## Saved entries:
PR #4675, opened 2025-10-15
fix: improve masked value display in SensitiveInput component

ryu-man:
Addresses #4563

### DIFF
--- a/ui/user/src/lib/components/SensitiveInput.svelte
+++ b/ui/user/src/lib/components/SensitiveInput.svelte
@@ -55,7 +55,7 @@
 					bind:this={textareaElement}
 					data-1p-ignore
 					id={name}
-					contenteditable
+					contenteditable="plaintext-only"
 					class={twMerge(
 						'text-input-filled base min-h-full w-full flex-1 pr-10 font-mono',
 						error && 'border-red-500 bg-red-500/20 text-red-500 ring-red-500 focus:ring-1',


ui/user/src/lib/components/SensitiveInput.svelte
```diff
@@ -112,12 +112,11 @@
 					bind:this={maskedTextarea}
 					tabindex="-1"
 					class={twMerge(
-						'text-input-filled layer-1 pointer-events-none absolute inset-0 w-full bg-transparent pr-10 font-mono'
+						'text-input-filled layer-1 pointer-events-none absolute inset-0 w-full overflow-auto bg-transparent pr-10 font-mono break-words whitespace-pre-wrap'
```
ivyjeong13, line 115: https://www.loom.com/share/e07a9254c3594c3da47605077ab809c4 Not seeing the overflow of the masked value but I am seeing wonkiness when hitting Enter multiple times before typing letters.

ryu-man: Pushed a fix

ivyjeong13: Still seeing the issue:

https://www.loom.com/share/05a1a058b2db4b9ea30f9fb79dcce968

ryu-man: I had to disable rich text features. to prevent this issue from happening

ivyjeong13: :+1: pulled and tested, see it fixed for me! And I don't think we'd expect rich text support for these file type fields so that should be okay? Tagging @cjellick just in case.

## What you are asked to do:
Filter the entries down to the lines that hold "value". Copy those lines.

## Exercise output:
fix: improve masked value display in SensitiveInput component
ivyjeong13, line 115: https://www.loom.com/share/e07a9254c3594c3da47605077ab809c4 Not seeing the overflow of the masked value but I am seeing wonkiness when hitting Enter multiple times before typing letters.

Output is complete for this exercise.